Much of the revision in first-quarter GDP was attributed to a lower reading in business inventories, as sales of domestic products were unchanged at a 3.4% annual rate of decline.
In the first quarter, spending by individuals was revised lower to a rate of 1.5% growth, down from the initially reported 2.2% rate. Residential investment plunged by 38.7% in the quarter. The recession has cut into demand for goods and services. Unemployment, which reached a 25-year high of 8.9% in April, has caused anxious consumers to cut back.
Other economic reports Friday showed confidence among US consumers rose this month to the highest level since September, while business activity shrank at a faster pace than forecast as the auto slump rippled through the economy.
The Reuters/University of Michigan final index of consumer sentiment increased to 68.7, higher than anticipated, from 65.1 in April.

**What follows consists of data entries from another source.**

PR #4502, opened 2024-09-22
Fixed TC issue with `inline_comments_data_collection.py`

benjaminmah:
The original script was missing `db.register()`, so it was unable to download the `revisions.json` dataset. 

It has been added to ensure that the dataset can be downloaded and used to populate the `fixed_comments.json` dataset.

### DIFF
--- a/scripts/inline_comments_data_collection.py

The Institute for Supply Management-Chicago Inc. said its business barometer decreased to 34.9 from 40.1 in April; readings below 50 signal a contraction.
A gauge of current conditions, which reflects US perceptions of their financial situation and whether it is a good time to buy big-ticket items such as cars, slipped to 67.7 from 68.3.
The index of consumer expectations for six months from now, which more closely projects the direction of consumer spending rose to 69.4 in May from 63.1 the prior month.
Other regional figures earlier this month were more upbeat. The Federal Reserve Bank of New York factory index rose to minus 4.6, the highest level since August, and the Philadelphia Fed gauge climbed to an eight-month high. The Richmond Fed’s measure showed the first expansion in more than a year.
US consumers’ spirits are being buoyed by the improvement in stock markets and also because gasoline costs are down nearly 50% from July highs and mortgage rates are near historic lows, trimming borrowing costs for homeowners.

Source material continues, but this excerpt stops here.